You can definately use a clear epoxy for this. When dry, sand or wire brush parallel with the length of the bamboo stalk, this will take off the shine. Polygem's #1319 clear coat epoxy would do well in this application.

I usually take a 1x6 board or something similar, then drill a few big holes for the bamboo to sit in. Once they are in their holes, I pour epoxy in the hole around the base of the bamboo, permanantly sealing it to the base. Then clearcoat the whole thing, stalks included.


----------



## Phyllobates (Dec 12, 2008)

Josh is there an online retailer for polygems or do you have to order it direct?


----------



## JoshH (Feb 13, 2008)

Phyllobater said:


> Josh is there an online retailer for polygems or do you have to order it direct?


Direct, at Welcome to POLYGEM! - POLYGEM, Inc.. Another one to try is Sweetwater epoxy paint for ponds. Either will run you about $100, though it should last a long time....Other epoxies work too, it's just that most are amber colored or not frog safe.


----------



## RarePlantBroker (Aug 3, 2008)

Sorry for any confusion. As for "stabilizing", I meant preventing rot (no problems with mounting/installing).

I've used some cut bamboo without preserving it in a couple of snake cages, but it looses all of its color over a short period of time. While I know it's not a species found in Madagascar, I love the look of my Gigantochloa pseudoarundiacea (nice pastel yellow and green stripes). I have a couple of old canes with some nice algae/lichen growth at the base, and thought these would be perfect to preserve in the current state.

I guess I'll try using the epoxy coating (I use West Marine's epoxy--as it's formulated for complete submersion), and sand afterwards with some 220 grit.

Anyway, thanks everyone for the responses.


----------



## RarePlantBroker (Aug 3, 2008)

Well, experiment number one was a complete failure! 

After drilling through the membranes at the nodes, I epoxied the fresh bamboo, inside and out, and let cure. I then used some steel wool pads to "sand" the finish, which did eliminate the shine or "wet look" from the epoxy.

It's been 2 1/2 weeks, and the bamboo has begun to shrink inside the epoxy shell. The epoxy is now peeling from the bamboo--and the bamboo is begining to turn brown. 

I'll try and get some pics tomorrow, and post them if anyon is interested.
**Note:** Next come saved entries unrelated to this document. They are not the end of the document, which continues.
PR #201, opened 2024-08-06
Spatial median filter

YBachmann:
This PR adds a 1D spatial median filter. 
The size of the filter can be set via the parameter `window_size`. 

In this screenshot you can see the raw laserscan in blue and the result of the spatial median filter in red (`window_size=31`). 
The filter smoothes the walls and also removes isolated/scattered noise (see e.g. directly right of the robot). 
spatial_median_filter

### DIFF
--- a/include/laser_filters/median_spatial_filter.h
+++ b/include/laser_filters/median_spatial_filter.h
@@ -44,14 +44,18 @@
 #include <algorithm>
 #include <vector>
 #include <stdexcept>
+#include <limits>
+#include <cmath>
 
 namespace laser_filters
 {
 
 class LaserScanMedianSpatialFilter : public filters::FilterBase<sensor_msgs::msg::LaserScan>
 {
-public:
+private:
   int window_size_;
+
+public:
 
   bool configure()
   {
@@ -81,36 +85,66 @@ public:
     filtered_scan = input_scan;
 
     int half_window = window_size_ / 2;
-    std::vector<float> window;
+    std::vector<float> valid_values;
+    int nan_count = 0;
+    int neg_inf_count = 0;
+    int pos_inf_count = 0;
 
-    for (size_t i = 0; i < input_scan.ranges.size(); ++i)
+    for (size_t current_beam_index = 0; current_beam_index < input_scan.ranges.size(); ++current_beam_index)
     {
-      window.clear();
+        valid_values.clear();
+        nan_count = 0;
+        neg_inf_count = 0;
+        pos_inf_count = 0;
 
-      // Collect points within the window
-      for (int j = -half_window; j <= half_window; ++j)
-      {
-        int index = i + j;
-
-        if (index >= 0 && index < input_scan.ranges.size())
+        // Collect points within the window
+        for (int window_offset = -half_window; window_offset <= half_window; ++window_offset)
         {
-          if (!std::isnan(input_scan.ranges[index]))
-          {
-            window.push_back(input_scan.ranges[index]);
-          }
-        }
-      }
+            int index = current_beam_index + window_offset;
 
-      if (!window.empty())
-      {
-        // Calculate median
-        std::sort(window.begin(), window.end());
-        filtered_scan.ranges[i] = window[window.size() / 2];
-      }
-      else
-      {
-        filtered_scan.ranges[i] = std::numeric_limits<float>::quiet_NaN();
-      }
+            if (index >= 0 && index < input_scan.ranges.size())
+            {
+                float value = input_scan.ranges[index];
+
+                if (std::isnan(value))
+                {
+                    nan_count++;
+                }
+                else if (value == -std::numeric_limits<float>::infinity())
+                {
+                    neg_inf_count++;
+                }
+                else if (value == std::numeric_limits<float>::infinity())
+                {
+                    pos_inf_count++;
+                }
+                else
+                {
+                    valid_values.push_back(value);
+                }
+            }
+        }
+
+        // Determine which set is the largest
+        // In case of a tie, prioritize valid-values over nan-values over neg-inf-values over pos-inf-values
+        if (valid_values.size() >= nan_count && valid_values.size() >= neg_inf_count && valid_values.size() >= pos_inf_count)
+        {
+            // Sort the valid values and return the median
+            std::sort(valid_values.begin(), valid_values.end());
+            filtered_scan.ranges[current_beam_index] = valid_values[valid_values.size() / 2];
+        }
+        else if (nan_count >= valid_values.size() && nan_count >= neg_inf_count && nan_count >= pos_inf_count)
+        {
+            filtered_scan.ranges[current_beam_index] = std::numeric_limits<float>::quiet_NaN();
+        }
+        else if (neg_inf_count >= valid_values.size() && neg_inf_count >= nan_count && neg_inf_count >= pos_inf_count)
+        {
+            filtered_scan.ranges[current_beam_index] = -std::numeric_limits<float>::infinity();
+        }
+        else if (pos_inf_count >= valid_values.size() && pos_inf_count >= nan_count && pos_inf_count >= neg_inf_count)
+        {
+            filtered_scan.ranges[current_beam_index] = std::numeric_limits<float>::infinity();
+        }
     }
 
     return true;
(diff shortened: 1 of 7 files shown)


jonbinney:
This looks quite useful! I'll take a closer look tomorrow.

include/laser_filters/median_spatial_filter.h
```diff
@@ -0,0 +1,122 @@
...
+
+class LaserScanMedianSpatialFilter : public filters::FilterBase<sensor_msgs::msg::LaserScan>
+{
+public:
+  int window_size_;
+
+  bool configure()
+  {
+    // Default window size
+    window_size_ = 3;
```
jonbinney: Setting 3 here doesn't actually do anything - `FilterBase::getParam()` sets parameters to a default value equal to the default value of that C++ type. In this case that would be zero. I think it is actually good in this case to force users to set the "window_size" explicitly in the YAML. Here you don't need to initialize the `window_size_` variable at all (it will be initialized to zero when the class is constructed anyway)

include/laser_filters/median_spatial_filter.h
```diff
@@ -0,0 +1,122 @@
...
+#include <vector>
+#include <stdexcept>
+
+namespace laser_filters
+{
+
+class LaserScanMedianSpatialFilter : public filters::FilterBase<sensor_msgs::msg::LaserScan>
+{
+public:
+  int window_size_;
```
jonbinney, line 56: Any reason `window_size_` needs to be public? I realize that some other filters do this, but I think that it'd be best to make it private.

include/laser_filters/median_spatial_filter.h
```diff
@@ -0,0 +1,122 @@
...
+  bool configure()
+  {
+    // Default window size
+    window_size_ = 3;
+    getParam("window_size", window_size_);
+
+    // Ensure window size is positive
+    if (window_size_ <= 0)
+    {
+      throw std::runtime_error("Window size must be positive");
```
jonbinney: Instead of throwing an exception here, you can return false - the FilterChain will then know configuration failed.

include/laser_filters/median_spatial_filter.h
```diff
@@ -0,0 +1,122 @@
...
+    std::vector<float> window;
+
+    for (size_t i = 0; i < input_scan.ranges.size(); ++i)
+    {
+      window.clear();
+
+      // Collect points within the window
+      for (int j = -half_window; j <= half_window; ++j)
+      {
+        int index = i + j;
```
jonbinney: For readability consider more descriptive names for the indices. Maybe "window_center", "window_offset", and "beam_i" instead of "i", "j", and "index".

include/laser_filters/median_spatial_filter.h
```diff
@@ -0,0 +1,122 @@
...
+    // Ensure window size is positive
+    if (window_size_ <= 0)
+    {
+      throw std::runtime_error("Window size must be positive");
+    }
+
+    // Ensure window size is odd
+    if (window_size_ % 2 == 0)
+    {
+      window_size_ += 1;
```
jonbinney, line 76: Is it necessary to modify the window size here? Typically the median of a set with an even number of elements is equal to the average of the center two elements - people might find that behavior more expected.

include/laser_filters/median_spatial_filter.h
```diff
@@ -0,0 +1,122 @@
...
+      window.clear();
+
+      // Collect points within the window
+      for (int j = -half_window; j <= half_window; ++j)
+      {
+        int index = i + j;
+
+        if (index >= 0 && index < input_scan.ranges.size())
+        {
+          if (!std::isnan(input_scan.ranges[index]))
```
jonbinney: It makes sense that you can't find the median of an vector that includes NaN values, but what is the desired behavior in this case? If the window size is 101, and there are 100 NaNs in a row, do we really want to fill in all those NaNs with that one non-NaN value? (not saying this is wrong, but curious about the thought process here.

My initial thoughts:
- For obstacle avoidance, this could cause the robot to be overconfident if that one non-NaN value is large (it could end up clearing costmap cells thinking it got a long distance value for the ranges)
- For localization, this could cause the robot to think there is a big object or wall there, causing it to mislocalize.

laser_filters_plugins.xml
```diff
@@ -60,6 +60,12 @@
 	 This is a filter that removes points on directions defined in a mask from a laser scan.
       </description>
     </class>
+    <class name="laser_filters/LaserScanMedianSpatialFilter" type="laser_filters::LaserScanMedianSpatialFilter" 
+	    base_class_type="filters::FilterBase&lt;sensor_msgs::msg::LaserScan&gt;">
+      <description>
+	This is a spatial 1D median filter which filters sensor_msgs::msg::LaserScan messages.
```
jonbinney: Could you expand the description a bit to explain when this is useful? For example that it removes outliers and smooths, as you say in the PR description.

jonbinney (changes requested):
Added some questions. Also could you add an example yaml and python launch file in the examples folder?

include/laser_filters/median_spatial_filter.h
YBachmann: The reasoning behind this is that we always modify the current range (`filtered_scan.ranges[i]`) by looking at the ranges around it (e.g. the one directly left and directly right of it if `window_size_=3`). If we have an even window_size, e.g. 4, we would need to either look at two values to the right and one value to the left or the other way around. In other words: If the window_size is even, the current range, which will be modified cannot be centered in the window. 
I would propose to keep it this way but add a warning output if the window_size is even and we have to increment it.

jonbinney: Yes, your explanation makes sense. Sounds good to me.

include/laser_filters/median_spatial_filter.h
YBachmann: I think this is an important point :+1: 

My proposed solution would be to keep track of the number of NaN, +inf and -inf values and return such a value if it makes up the majority of the elements in the window. 
This way if the window mostly consists of valid values, we use the median of those. Otherwise we use the majority NaN/Inf-value.

jonbinney: That sounds like a good solution.

jonbinney:
It looks like you've made some changes to address my comments. When you have a chance, could you reply to each review comment to note that you've addressed it, and let me know when this PR is ready for another look?

include/laser_filters/median_spatial_filter.h
YBachmann: Removed redundant initializing of `window_size_`

include/laser_filters/median_spatial_filter.h
YBachmann: Print warning and return false instead of throwing exception.

include/laser_filters/median_spatial_filter.h
YBachmann: Changed names to something more descriptive.

laser_filters_plugins.xml
YBachmann: Expanded description.

YBachmann:
> It looks like you've made some changes to address my comments. When you have a chance, could you reply to each review comment to note that you've addressed it, and let me know when this PR is ready for another look?

Hey @jonbinney , 
I replied to each comment and marked it as resolved, please re-open a comment if you think it still needs something changed.
Edit: I Just noticed, that an example yaml and Python launchfile are still missing. I will add those on monday.

jonbinney:
Thanks! One more small request: could you add a comment in the code about why the window size needs to be incremented if it is even? Your explanation was good, just copy it into the code there: "If the window_size is even, the current range, which will be modified cannot be centered in the window." Once you do that and add the example files, this should be ready for me to merge.

YBachmann:
Hello @jonbinney , 
sorry for the late response, I had some urgent things to do this week. 
I added an example `xml` and `python` launchfile and a parameter `yaml` file that's used by the launchfiles. I also added a comment regarding the odd `window_size_` in the code. 
Should this be the last update, I would like to thank you for taking the time to reviewing this PR!

jonbinney (approved):

jonbinney:
Merging - thanks for contributing this @YBachmann !

PR #202, opened 2024-08-21
Using NaN instead of range_max+1 to remove scans in angular_bounds_filter_in_place

bely2803:
## Problem statement
The current implementation of `angular_bounds_filter_in_place` uses `range_max + 1.0` to filter laser scans, which can lead to unintended behaviours when these scans are passed to packages like `AMCL` and `slam_toolbox`.

## Proposed Change
This PR modifies the code to use `NaN` instead of `range_max + 1` for filtering out-of-range scans. Using `NaN` is a more robust approach because it eliminates the need for other packages to verify whether each scan falls within the range specified in the message header.

This change aligns with the existing methodology used in `box_filter`, enhancing consistency across the codebase. We've ported this approach to `angular_bounds_filter_in_place` to ensure more reliable and predictable performance.


jonbinney:
This is a good change! We'll have to be careful how we apply it though. There may be people with robots in the field who depend on the current behavior. Normally we only make user-facing changes along with new ROS distros. I propose the following:

- add a param to this filter called `replace_with_nan` and have it default to false
- when the param is set to true, use NaN, else use range_max + 1. this will preserve the old behavior as default for the moment, but will allow you to start using the (more correct) value
- next time there is a new ROS distro, we'll swap the default value to false. This will still probably break some peoples' robots, but they'll be looking for bugs since it is a new distro.

Additionally, put a comment in the code where the parameter is declared describing this and linking to this PR.

jonbinney (approved):
Looks good!

PR #204, opened 2024-08-27
Dynamic setting of params in speckle filter

jonbinney:
Done previously by berend-kupers, but removed during code review because we thought it needed a separate node inside the filter. Here we use the params_interface_ member variable of the filter base class instead of creating a new node.

The callback needs to be post_set_params and not on_set_params because the changes haven't been finalized yet when on_set_params is called.


jonbinney:
Tests fail on humble because the parameter callback interface was different than - there was no separate "post" set params then. We'll need to either branch  for humble or use preprocessor conditionals to decide which interface to compile for. I'll take another look at this later in the week.

jonbinney:
Builds now, but i want to add a test of the parameter setting before I trust it.

PR #212, opened 2025-03-24
Port ros1 functionalities

jeaninevbrr:
Ports already existing functionality from ros1: 
* inverting range parameter
* parameter to override intensities to either 0 or 1 
* parameter to override range to Nan 
* add reconfigure callback

Related ros1 [commit](https://github.com/ros-perception/laser_filters/commit/3b3c5ac5f5f1d07a61b4ae537a041891bc38e615)
One thing I worry about: Because of [this](https://github.com/ros/filters/blob/658b202d144fb607d82e80356db1897623107c68/include/filters/filter_base.hpp#L171) implementation of getParam() the default  for "filter_override_range" is false. This changes the current default behavior of the filter when no parameters are set. Do you have any suggestions for a workaround?

### DIFF
--- a/include/laser_filters/intensity_filter.h
+++ b/include/laser_filters/intensity_filter.h
@@ -61,18 +61,12 @@ public:
 
   bool configure()
   {
-    lower_threshold_ = 8000.0;
-    upper_threshold_ = 100000.0;
-    disp_hist_ = 1;
-    invert_ = false;
-    filter_override_range_ = true;
-    filter_override_intensity_ = false;
-    getParam("lower_threshold", lower_threshold_);
-    getParam("upper_threshold", upper_threshold_) ;
-    getParam("disp_histogram",  disp_hist_) ;
-    getParam("invert", invert_);
-    getParam("filter_override_range", filter_override_range_);
-    getParam("filter_override_intensity", filter_override_intensity_);
+    getParam("lower_threshold", lower_threshold_, 8000.0);
+    getParam("upper_threshold", upper_threshold_, 100000.0) ;
+    getParam("disp_histogram",  disp_hist_, 1) ;
+    getParam("invert", invert_, false);
+    getParam("filter_override_range", filter_override_range_, true);
+    getParam("filter_override_intensity", filter_override_intensity_, false);
 
     disp_hist_enabled_ = (disp_hist_ == 0) ? false : true;
 
--- a/include/laser_filters/intensity_filter.h
+++ b/include/laser_filters/intensity_filter.h
@@ -55,15 +55,24 @@ public:
   double upper_threshold_ ;
   int disp_hist_ ;
   bool disp_hist_enabled_;
+  bool invert_;
+  bool filter_override_range_;
+  bool filter_override_intensity_;
 
   bool configure()
   {
     lower_threshold_ = 8000.0;
     upper_threshold_ = 100000.0;
     disp_hist_ = 1;
+    invert_ = false;
+    filter_override_range_ = true;
+    filter_override_intensity_ = false;
     getParam("lower_threshold", lower_threshold_);
     getParam("upper_threshold", upper_threshold_) ;
     getParam("disp_histogram",  disp_hist_) ;
+    getParam("invert", invert_);
+    getParam("filter_override_range", filter_override_range_);
+    getParam("filter_override_intensity", filter_override_intensity_);
 
     disp_hist_enabled_ = (disp_hist_ == 0) ? false : true;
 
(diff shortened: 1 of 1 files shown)


jonbinney:
If you do:
```
bool foo = true; // this is your default
this->getParam("foo", foo)
```
then if foo wasn't set on the param server, then it should still be true, right?

jeaninevbrr:
Yes, that's what I thought would happen, but my value bacomes false after calling getParam().  I think this happens in 
[here](https://github.com/ros/filters/blob/658b202d144fb607d82e80356db1897623107c68/include/filters/filter_base.hpp#L124).
Because the parameter does not exist in the ros parameter server it ends up  in the !has_parameter context, and thus setting the default.
The getParam(name, value) uses the value input only to store the retrieved parameter, not to set a default

jonbinney:
Great catch  - I vaguely remember that the parameter reading code was a bit wacky because it was trying to emulate ROS1 behavior to make porting filters easy, but ROS2 requires explicit parameter declaration (at least for read only params) and that made things tricky. I'll take a closer look later but one solution may be to implement the TODO here: https://github.com/ros/filters/blob/658b202d144fb607d82e80356db1897623107c68/include/filters/filter_base.hpp#L144 so that callers know the parameter wasn't set before and can use their default. Does that sound right to you?

jeaninevbrr:
I'm not sure if the TODO is the right place to fix it. You could check there weather the value_out already has a value. But that seems a bit wack. Why don't we add the default_value as input for getParam with its own default?:
```
  bool getParam(const std::string & name, bool & value, bool default_value = false)
  {
    return getParamImpl(name, rcl_interfaces::msg::ParameterType::PARAMETER_BOOL, default_value, value);
  }
```
This, way we don't break the current default behavior, but we can give defaults in the filter class:
```
    getParam("lower_threshold", lower_threshold_, 8000.0) ;
    getParam("upper_threshold", upper_threshold_, 100000.0) ;
    getParam("disp_histogram",  disp_hist_, 1) ;
    getParam("invert", invert_, false);
    getParam("filter_override_range", filter_override_range_, true);
    getParam("filter_override_intensity", filter_override_intensity_, false);
```

jonbinney:
I think you're right about not changing existing functionality but i like the idea of passing in the default. Want to do me a favor and PR that change to filters?

jeaninevbrr:
yeah sure!

jonbinney:
Wow that was quick! Thank you!

jonbinney:
CI is failing for some reason. From the logs:
```
1: /__w/laser_filters/laser_filters/src/laser_filters/test/test_scan_filter_chain.cpp:69: Failure
1: The difference between a[i] and b[i] is nan, which exceeds 1e-6, where
1: a[i] evaluates to 0.10000000149011612,
1: b[i] evaluates to nan, and
1: 1e-6 evaluates to 9.9999999999999995e-07.
1: /__w/laser_filters/laser_filters/src/laser_filters/test/test_scan_filter_chain.cpp:[69](https://github.com/ros-perception/laser_filters/actions/runs/14039141787/job/39305033064?pr=212#step:6:70): Failure
1: The difference between a[i] and b[i] is nan, which exceeds 1e-6, where
1: a[i] evaluates to 9,
1: b[i] evaluates to nan, and
1: 1e-6 evaluates to 9.9999999999999995e-07.
```

jonbinney:
Any idea why there's a `nan` where there should be?

jeaninevbrr:
Yes, it will be solved by setting the defaults correctly. 
Because filter_override_range_ is false by default, no ranges will be overwritten with a nan. Output = input when both filter_override_range_ and filter_override_intensity are false. so the test fails.  The PR on filters fixes this, but i guess then these tests should wait on a new filters release?

jonbinney:
Ah, yes, we should get the filters PR merged and release first. I'll try to be quick about it though.

jonbinney:
Issue for the filters release: https://github.com/ros/filters/issues/86

jeaninevbrr:
Can you merge? :)

jonbinney:
I think this is ready for merging, but I want to take one more look through it today or tomorrow since it's been a while and I've forgotten the details.

jonbinney (approved):
Looks good. Most of the new parameters default to false and keep the old behavior, and overriding the ranges when filtering seems to make sense.

jonbinney:
Thanks @jeaninevbrr! Do you have more PRs to send? Did I miss any that you already sent?

jeaninevbrr:
Nope all done! Now we wait for the new release :). Thanks for the pleasant cooperation!

jonbinney:
And thank you for all the great contributrions! I just released version `2.0.9` to humble and jazzy with all your new stuff. It'll take some time from them to work their way through the buildfarm.

- humble: https://github.com/ros/rosdistro/pull/46765
- jazzy: https://github.com/ros/rosdistro/pull/46766

Kilted and rolling are now released from "kilted" and "rolling" branches because of some non backwards compatible changes in other packages, so i'll have to port your changes across to those before I release on those distros. I should get to it within the next week.

PR #213, opened 2025-03-24
Added params_prefix to reconfigure callback

jeaninevbrr:
To be able to use the reconfigure callback properly the "params_prefix_" is necessary to compare correctly. Otherwise it would throw "unknown parameter" when I try to update filter#.params.parameter_a because it looks for parameter_a

### DIFF
--- a/include/laser_filters/polygon_filter.h
+++ b/include/laser_filters/polygon_filter.h
@@ -309,17 +309,19 @@ protected:
 
     for (auto parameter : parameters)
     {
-      if(parameter.get_name() == "polygon"&& parameter.get_type() == rclcpp::ParameterType::PARAMETER_STRING){
+      if(logging_interface_ != nullptr)
+          RCLCPP_INFO_STREAM(logging_interface_->get_logger(), "Update parameter " << parameter.get_name().c_str()<< " to "<<parameter);
+      if(parameter.get_name() == param_prefix_+"polygon"&& parameter.get_type() == rclcpp::ParameterType::PARAMETER_STRING){
         std::string polygon_string = parameter.as_string();
         polygon_ = makePolygonFromString(polygon_string, polygon_);
       }
-      else if(parameter.get_name() == "polygon_frame" && parameter.get_type() == rclcpp::ParameterType::PARAMETER_STRING){
+      else if(parameter.get_name() == param_prefix_+"polygon_frame" && parameter.get_type() == rclcpp::ParameterType::PARAMETER_STRING){
         polygon_frame_ = parameter.as_string();
       }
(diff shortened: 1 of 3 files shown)


jonbinney:
This seems correct but I'll need to sit down sometime this week and debug. @jeaninevbrr if you've got more PRs for filters or laser_filters, could you hold off until the first 3 go through the review process? These are great and I really appreciate your work to improve these packages but I'm feeling overwhelmed :-)

jeaninevbrr:
Yes, I have some more coming indeed ;-), including some bug fixes. We are a bit behind merging stuff back to you. But i'll keep the rest in branches for now.

include/laser_filters/polygon_filter.h
```diff
@@ -309,17 +309,19 @@ class LaserScanPolygonFilterBase : public filters::FilterBase<sensor_msgs::msg::
 
     for (auto parameter : parameters)
     {
-      if(parameter.get_name() == "polygon"&& parameter.get_type() == rclcpp::ParameterType::PARAMETER_STRING){
+      if(logging_interface_ != nullptr)
+          RCLCPP_INFO_STREAM(logging_interface_->get_logger(), "Update parameter " << parameter.get_name().c_str()<< " to "<<parameter);
```
jonbinney: Did you mean to leave this in? Probably best to take it out, or at least change it to DEBUG

jeaninevbrr:
It was already in the speckle_filter, so for consistentcy i added it to the other filters as well. But I am fine with making it debug.

include/laser_filters/polygon_filter.h
jeaninevbrr: It was already in the speckle_filter, so for consistentcy i added it to the other filters as well. But I am fine with making it debug.

jonbinney:
This PR is fixing a clear bug.... but I'm a bit worried that some people may be relying on the incorrect behavior, and this could break their robots. I'm trying to decide whether we need to roll this out slowly (maybe put the behavior behind an option that defaults to false and outputs a warning for now, and then swap the param to default true in rolling and new distros)

Thoughts?

EDIT: "new releases" -> "new distros"

jeaninevbrr:
hmm, i get your point. Since it is a clear bug, I would hope that people relying on it would open a pull request :-P. 
In my opinion it is fine to merge. It is only the parameter reconfigure, not the functionality of the filter itself. I can not really estimate though how many users are changing there filter parameters during runtime, other then for debugging purposes. And it gives a "Unknown parameter" warning when this goes wrong. We could extend that warn message maybe?

jonbinney:
Yeah, after sleeping on it I agree it is reasonable to merge.

PR #215, opened 2025-04-02
Use correct footprint subscriber callback for static polygon filter

jeaninevbrr:
Footprint subscriber for static polygon filter was only using the callback function of the base class and not the overrided function in the child class.

### DIFF
--- a/include/laser_filters/polygon_filter.h
+++ b/include/laser_filters/polygon_filter.h
@@ -234,7 +234,7 @@ public:
               std::bind(&LaserScanPolygonFilterBase::reconfigureCB, this, std::placeholders::_1));
 
     std::string polygon_string;
-    if(!filters::FilterBase<sensor_msgs::msg::LaserScan>::getParam(std::string("footprint_topic"), footprint_topic_, "base_footprint_exclude"))
+    if(!filters::FilterBase<sensor_msgs::msg::LaserScan>::getParam(std::string("footprint_topic"), footprint_topic_, false, "base_footprint_exclude"))
     {
       RCLCPP_WARN(logging_interface_->get_logger(), "Footprint topic not set, assuming default: base_footprint_exclude");
     }
--- a/include/laser_filters/polygon_filter.h
+++ b/include/laser_filters/polygon_filter.h
@@ -236,15 +236,14 @@ public:
     std::string polygon_string;
     invert_filter_ = false;
     polygon_padding_ = 0;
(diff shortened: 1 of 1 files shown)


jeaninevbrr:
I will fix the tests first :)

include/laser_filters/polygon_filter.h
```diff
@@ -236,15 +236,14 @@ class LaserScanPolygonFilterBase : public filters::FilterBase<sensor_msgs::msg::
     std::string polygon_string;
     invert_filter_ = false;
     polygon_padding_ = 0;
-    std::string footprint_topic;
-    if(!filters::FilterBase<sensor_msgs::msg::LaserScan>::getParam(std::string("footprint_topic"), footprint_topic))
+    if(!filters::FilterBase<sensor_msgs::msg::LaserScan>::getParam(std::string("footprint_topic"), footprint_topic_))
```
jonbinney: Could you update this to use the snazzy new default parameter for `FilterBase::getParam`? Then you can skip the Check on line 244 below.

jonbinney (changes requested):
Looks good except for one small change.

include/laser_filters/polygon_filter.h
jeaninevbrr: Yes, done. Also deleted invert_filter_ and polygon_padding_ because these are already set by getparam's default.

jeaninevbrr: But, I am looking at this now and realizing that getParam never returns false. So this whole flow of checking parameters does not make sense right?

jonbinney:
I'm having trouble getting CI to re-run since it has been more than 30 days since the last run. @jeaninevbrr could you merge the ros2 branch into this branch and push again top your fork? I think that should do the trick. Same thing for https://github.com/ros-perception/laser_filters/pull/219

jeaninevbrr:
I guess we have to wait for rolling and jazzy sync as well

jonbinney:
Yeah - but we're close!

include/laser_filters/polygon_filter.h
jonbinney: Yeah....

jonbinney (approved):
Looks good, and all tests passing now!

jonbinney:
There's new branches for rolling and kilted now, I'll backport (forwardport?) this change to those.

jonbinney:
@Mergifyio copy kilted

PR #216, opened 2025-04-02
Added window size check to prevent segfault in speckle filter

jeaninevbrr:
Was already present in [ros1 ](https://github.com/ros-perception/laser_filters/blob/noetic-devel/src/speckle_filter.cpp#L83).


jonbinney (approved):
LGTM!

PR #303, opened 2024-04-01
FEAT: run sync_stop_sequence migration

rymarczy:
During loading of data into PROD, the `sync_stop_sequence` update query was disabled to speed up processing. Now that PROD is caught up to real-time, this migration will update all `sync_stop_sequence` values for each service date. 

This branch can be deployed to production with a new version tag. 

Asana Task: https://app.asana.com/0/1205827492903547/1206680656631279


src/lamp_py/migrations/versions/performance_manager_prod/002_f09e853d5672_update_prod_stop_sync.py
```diff
@@ -0,0 +1,418 @@
...
+            ;
+        """
+        update_log = ProcessLogger(
+            "migrate_sync_stop_sequence",
+            service_date=service_date,
+            static_version_key=static_version_key,
+        )
+        update_log.log_start()
+        op.execute(stop_sync_update)
+        update_log.log_complete()
```
rymarczy, line 414: This should let us see the migration progress in splunk...

src/lamp_py/migrations/versions/performance_manager_prod/002_f09e853d5672_update_prod_stop_sync.py
```diff
@@ -0,0 +1,418 @@
...
+                            WHERE
+                                static_route_patterns.static_version_key = {static_version_key}
+                                AND (static_route_patterns.route_pattern_typicality = 1
+                                    OR static_route_patterns.route_pattern_typicality = 5)
+                            ORDER BY
+                                COALESCE(static_trips.branch_route_id,
+                                static_trips.trunk_route_id),
+                                static_route_patterns.direction_id,
+                                static_route_patterns.static_version_key,
+                                static_route_patterns.route_pattern_typicality DESC) AS canon_trips
```
mzappitello, line 99: is there a way that this could be a CTE instead of being repeated throughout this query?

not a big deal, just trying to think about how these queries work with best practices.

mzappitello:
this all looks like the same logic we've used before. a question on how its implemented, but LGTM. i guess we can merge this in now. i think the versioning commit has to wait until we switch over to using prod data.

src/lamp_py/migrations/versions/performance_manager_prod/002_f09e853d5672_update_prod_stop_sync.py
rymarczy: Unfortunately, CTE's have a performance penalty in this application, since all results of a CTE have to be materialized before a query can be executed. In-lining the entire query allows the SQL engine to optimize the query, which is supposed to improve query performance. 

Risking the performance penalty of CTE's for this could significantly extend the migration duration.

PR #307, opened 2024-04-03
Add extra logging to GTFS RT Rail Parquet Creation

mzappitello:
On prod, the ECS is failing somewhere inside of the `HyperRtRail.update_parquet` function. Add extra logging so it can be monitored both on staging and (going forward) on prod.


rymarczy (approved):
LGTM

Soooo, back to the drawing board.

For the next attempt, I think I'm going to try using some already dried/preserved bamboo, paint it, and then seal the canes....


----------



## SMenigoz (Feb 17, 2004)

Keep trying...many of us would like to hear of your success. 
Unfortunately, with the pieces I've tried in my tanks, they rot after a year...trying epoxy never even crossed my mind.
Scott


----------



## Ed (Sep 19, 2004)

Pieces that are fairly dry and sealed well will eventually rot in a couple of years. We had pieces at work that were dried and sealed with epoxy (not a heavy coat) and in cages that were misted one or two times a week the bamboo all rotted out within about 3-4 years. I would suggest sealing it and then using in a manner that it could be popped out and then a new piece slid in when it started to go.... 

Ed


----------



## RarePlantBroker (Aug 3, 2008)

Ed said:


> Pieces that are fairly dry and sealed well will eventually rot in a couple of years. We had pieces at work that were dried and sealed with epoxy (not a heavy coat) and in cages that were misted one or two times a week the bamboo all rotted out within about 3-4 years. I would suggest sealing it and then using in a manner that it could be popped out and then a new piece slid in when it started to go....
> 
> Ed


Definitely good advice Ed. I had installed the other pieces (from the first experiment) into the vivarium. Three of the pieces I had installed were siliconed to the glass--it took me over an hour to remove them.
I'll most likely make some miniature "post holes" in the concrete/grout base so that the new bamboo pieces can be inserted as needed. 
I have the new pieces painted, and will seal them with epoxy resin later today. I'll let you know how it turns out.


----------



## d-prime (Sep 29, 2008)

In my Uroplatus Lineatus tank I use a bamboo leaf litter, with dried bamboo poles I got from a greenhouse, which arnt shiny and have been preserved naturally to retain a yellow/brown/green color.


----------



## RarePlantBroker (Aug 3, 2008)

Well, I haven't finished with the new bamboo pieces yet. Anyway, here are pictures of the first experiment: The first is of the bamboo as soon as the epoxy had cured. The second is of the epoxy chipping as the bamboo dried/shrunk.


----------



## Ed (Sep 19, 2004)

If you are trying to stabilize the color and prevent shrinking you can cut the end of fresh bamboo and place it in a glycerine solution (see Method and composition for plant preservation without leaf curling - Patent # 5627132 - PatentGenius) and then coating with epoxy. 

Ed


----------